Een uitspraak over een categorie kan in zijn algemeenheid wel waar zijn, maar hoeft niet te gelden voor alle afzonderlijke leden van die categorie. “De jeugd van tegenwoordig is lui.” Als je een uitzondering tegen komt op de regel moet je gaan twijfelen of de regel wel klopt. 

Stereotypen

Oordelen over eigenschappen of gedragingen van leden van groepen die niet of niet voldoende op feiten zijn gebaseerd.

Het digitale Nederlandse woordenboek Van Dale (2008) definieert 'stereotype' dan ook als 'vastliggend beeld' of 'karakterisering'. Bij het daadwerkelijk toepassen van stereotypen - het 'stereotyperen' - is sprake van stereotypering, hetgeen door deze bron verwoordt wordt als: "het isoleren van één eigenschap uit een verzameling van eigenschappen en het voorstellen van die eigenschap als representatief voor de hele verzameling."

Een stereotype is hierbij een overdreven beeld van een groep mensen dat niet klopt met de werkelijkheid. Het is vaak een vooroordeel of negatief en wordt vaak gebruikt als rechtvaardiging van bepaalde discriminerende acties. Stereotypen kunnen gebaseerd zijn op ras, etniciteit, geslacht, seksuele geaardheid, nationaliteit, geloof, beroep of sociale klasse.
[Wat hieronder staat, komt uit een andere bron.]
PR #5046, opened 2026-09-15
fix(run-state): preserve agent-tool owner provenance across restore

namtran1812:
## Summary

Persist `Agent.as_tool()` owner provenance for interrupted nested runs so owner replacement can still be detected after `RunState` serialization and restoration.

Previously, replacing an interrupted agent tool before `RunState.from_json()` could cause the restored action to resolve directly to the replacement wrapper. This loses the original Python object identity before interrupted-turn reconciliation, allowing the existing replacement check to be bypassed when the replacement uses the same agent and tool names.

This change:

- persists the existing stable agent identity signature with interrupted `Agent.as_tool()` state
- carries that provenance through restoration
- validates it during interrupted-turn reconciliation before relying on tool object identity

Stereotypen worden ook vaak gebruikt op televisie, cartoons, moppen, strips, tekenfilms, propaganda, reclame, literatuur,.... Ze zorgen ervoor dat het publiek zich snel kan identificeren met de personages en meer betrokken raakt. Zo worden koningen vaak afgebeeld met een kroon, blondines als domme vrouwen, postbodes in uniform met pet, butlers en politici als onbetrouwbare figuren, joden als rabbijnen, homoseksuelen als verwijfde mannen, landbouwers met een hooivork, Fransmannen met een baret, snor en stokbrood onder de arm,....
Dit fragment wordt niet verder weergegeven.